REQUIREMENT:
Give again only those lines from the start of the entries through the line holding "I noticed that", leaving them as they are.
** RECORDS SHOWN follows **
PR #326, opened 2024-12-12
refactor(common-lib): use a more object-oriented-programming approach

Tzal3x:
# Summary

I noticed that we need more flexibility as more features are coming in. Closes SEINT-428.

Moving on to an object-oriented approach by defining some classes and composing new ones based on them using the composition pattern will help us achieve that. 

This way we can avoid spiraling down to multiple `if-else` clauses whenever a new feature request is coming.

In upcoming PRs, we can create a `PageFetcherFactory` class that generates a different `pageFetcher` which will contain different rpcURLs, domain resolution logic etc based on the type of site (based on the allowlist) that we will serve.

## Changelog
- Create a `PageFetcher` class.
- Create a `ResourceFetcher` class.
- Create a `WalrusSitesRouter` class.
- `rpcSelector` is no longer a singleton. A different`RPCSelector` can be used for: suin resolution, resource fetching and routes fetching without adding complex conditional flow control in the `common/` library's code.
- Fix environment variable parsing in the service worker. 
- Update tests to depict the new changes.


portal/common/lib/page_fetching.ts
```diff
@@ -18,166 +18,176 @@ import {
...
-        if (!isObjectId) {
-            return resolveObjectResult;
+* Includes all the logic for fetching a walrus site.
+*/
+export class PageFetcher {
+    constructor(
+        private resourceFetcher: ResourceFetcher,
+        private suinsResolver: SuiNSResolver,
+        private wsRouter: WalrusSitesRouter
+    ){}
```
giac-mysten, line 34: Question: it becomes apparent here that there is some ambiguous use of "page", "site", and "resource".
IIUC, we never fetch sites or pages. (this is all my fault, btw 😓 )

what about: 
- UrlFetcher: this represents the routing of a url to a resource
- ResourceFetcher: as it is now, resource->blob

portal/common/lib/page_fetching.ts
```diff
@@ -18,166 +18,176 @@ import {
...
-    resolvedObjectId: string | null,
-    blocklistChecker?: BlocklistChecker
-): Promise<Response> {
-    logger.debug({ message: "parsed-url", subdomain: parsedUrl.subdomain, path: parsedUrl.path });
-    if (!resolvedObjectId) {
-        const resolveObjectResult = await resolveObjectId(parsedUrl);
-        const isObjectId = typeof resolveObjectResult == "string";
-        if (!isObjectId) {
-            return resolveObjectResult;
+* Includes all the logic for fetching a walrus site.
```
giac-mysten, line 27: Suggestion: see the previous comment
```suggestion
* Includes all the logic for fetching a walrus URL.
```

portal/common/lib/page_fetching.ts
```diff
@@ -18,166 +18,176 @@ import {
...
+        private wsRouter: WalrusSitesRouter
+    ){}
+
+    /**
+     * Resolves the subdomain to an object ID, and gets the corresponding resources.
+     *
+     * The `resolvedObjectId` variable is the object ID of the site that was previously resolved. If
+     * `null`, the object ID is resolved again.
+     */
+    public async resolveAndFetchPage(
```
giac-mysten, line 42: As before, you get the idea
```suggestion
    public async resolveAndFetchUrl(
```

portal/server/app/route.ts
** End of RECORDS SHOWN **
WRITTEN ANSWER:
PR #326, opened 2024-12-12
refactor(common-lib): use a more object-oriented-programming approach

Tzal3x:
# Summary

I noticed that we need more flexibility as more features are coming in. Closes SEINT-428.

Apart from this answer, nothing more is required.